2 hours of terrifying driving later, aaaaand we break down. It’s about 11pm or so by this point, and I cannot literally believe that after everything that has happened, the bloody bus has broken down. Out we get again. They take out the engine, and start working on it while we aimlessly linger around. A really nice guy comes and tries to speak English with us, he invites us to a wooden shack at the side of the road where they serve us some spaghetti stuff and he foots the whole bill. He explains, as far as he knows, what’s happening. We wait around for another hour or so until two cars arrive FULL of cargo. They start loading all the cargo onto our van, heaping it so high that it doubles in height, the suspension almost buckling under the weight. They can’t fit it all on, so they start putting it on the back seats at which point they tell 10 of the passengers or so that they can’t come on the rest of the journey because the van is now full. Wow. They leave to find their own way home, from the middle of nowhere, in complete darkness, in the Ivory Coast, at midnight. This driver really is something else. It turns out the bus never did actually break down, it was all a ruse so he could carry some dodgy merchandise across the country, he pretended it broke down because they had to wait for the merchandise to arrive. This was beyond a joke.

ivory coast sites
This is the gentlemen who bought our spaghetti!
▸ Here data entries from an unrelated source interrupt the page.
PR #245, opened 2022-02-21

cqc-melf:


cqc-melf:
Hi @sjdilkes,
I am not sure which of these changes should be merged to RV3.1. They might increase the runtime a bit, but it will take care that the optypes matches the number of qubits somehow. What do you think?

Took quiet some time to get all single qubit cases to work, I am not sure if not would not be better to check the single qubit placement as well to make sure that they are all placed at the end? (that would require changes in the routing process)

tket/src/Architecture/Architecture.cpp
```diff
@@ -25,33 +25,78 @@
...
+    }
   }
+
+  // Barriers are allways allowed
+  if (op->get_type() == OpType::Barrier) {
+    return true;
+  }
+
+  // allow two qubit gates only for placed and connected nodes
+  if (is_multi_qubit_type(op->get_type())) {
```
sjdilkes, line 78: It looks like you have some repeated code? I'm guessing a copy and paste gone wrong

sjdilkes (changes requested):
To address your comment here - I like the safe checking of the OpTypes and whether they are single_qubit/multi_qubit here. However i'm wondering whether we've cursed ourselves with this name and are trying to over fit the solution, in a scenario where the performance hampering could be too large (as you point out).

Sorry if this undoes work. The largest problem here is that due to its name and being an Architecture method, the correct approach to writing this method (which I think is what you have done) is too much for Mapping. Hence I now suggest we do the following two things:
1) Make Make a new MappingFrontier method, with similar name (valid_boundary_operation or something). Retain some of the same logic with these differences: a) return true if uids.size() == 1 always (remove single_qubit_type check), b) r emove multi_qubit_type check, but keep  how uids.size() ==2  and uids.size() == 3 checks works
2) Keep this Architecture::valid_operation as is and expose it to the pytket layer as an Architecture method. It will be useful for anybody making their own python level heuristics. Add python tests.

Does this sound reasonable to you?

tket/src/Architecture/Architecture.cpp
cqc-melf: > To address your comment here - I like the safe checking of the OpTypes and whether they are single_qubit/multi_qubit here. However i'm wondering whether we've cursed ourselves with this name and are trying to over fit the solution, in a scenario where the performance hampering could be too large (as you point out).
> 
> Sorry if this undoes work. The largest problem here is that due to its name and being an Architecture method, the correct approach to writing this method (which I think is what you have done) is too much for Mapping. Hence I now suggest we do the following two things:
> 
> 1. Make Make a new MappingFrontier method, with similar name (valid_boundary_operation or something). Retain some of the same logic with these differences: a) return true if uids.size() == 1 always (remove single_qubit_type check), b) r emove multi_qubit_type check, but keep  how uids.size() ==2  and uids.size() == 3 checks works
> 2. Keep this Architecture::valid_operation as is and expose it to the pytket layer as an Architecture method. It will be useful for anybody making their own python level heuristics. Add python tests.
> 
> Does this sound reasonable to you?

Yes that sound reasonable. As allready mention I was not really happy with the longer runtime, the function is used very often so it could have a big impact at the end increasing the runtime only a bit.

I think it would be much more consistent to remove the box and conditional checks from the architecture valid command in there, but that would require major changes.

I will continue as suggested.

cqc-melf:
> To address your comment here - I like the safe checking of the OpTypes and whether they are single_qubit/multi_qubit here. However i'm wondering whether we've cursed ourselves with this name and are trying to over fit the solution, in a scenario where the performance hampering could be too large (as you point out).
> 
> Sorry if this undoes work. The largest problem here is that due to its name and being an Architecture method, the correct approach to writing this method (which I think is what you have done) is too much for Mapping. Hence I now suggest we do the following two things:
> 
>     1. Make Make a new MappingFrontier method, with similar name (valid_boundary_operation or something). Retain some of the same logic with these differences: a) return true if uids.size() == 1 always (remove single_qubit_type check), b) r emove multi_qubit_type check, but keep  how uids.size() ==2  and uids.size() == 3 checks works
> 
>     2. Keep this Architecture::valid_operation as is and expose it to the pytket layer as an Architecture method. It will be useful for anybody making their own python level heuristics. Add python tests.
> 
> 
> Does this sound reasonable to you?

Yes that sound reasonable. As allready mention I was not really happy with the longer runtime, the function is used very often so it could have a big impact at the end increasing the runtime only a bit.

I think it would be much more consistent to remove the box and conditional checks from the architecture valid command in there, but that would require major changes.

I will continue as suggested.

tket/src/Architecture/Architecture.cpp
cqc-melf: One of the cases is handling the case of an conditional gate, so it is not fully identical

cqc-melf:
Replaced by https://github.com/CQCL/tket/pull/248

Finally, we get back on board, Josh and I are now on the seats furthest back, right up against the boxes of stuff, out seats are so upright it’s uncomfortable. As bad as I feel for Josh and myself, there has been a guy sitting in front of me the whole time who looks like he’s on death’s door. He has no flesh on his bones, just angular bones sticking out from his elbows, sternum, knees, cheekbones. Each time we had stopped for whatever reason, he stumbled out of the bus and lay on the ground, looking ready to die. It was horrific. His seat was the one directly in front of mine, and predictably the seat was broken, so the support was gone and his chair was squeezed up against me now, as I was wedged between the cargo and this cancer/HIV/something horrible victim. He couldn’t have long left. Heading to Abidjan perhaps for the hospital, or even more morbidly, to die with his family? As heartless as it sounds,  having this guy have draped against me on this horrible journey, was almost more than I could take. But I had nowhere to go. So on we went.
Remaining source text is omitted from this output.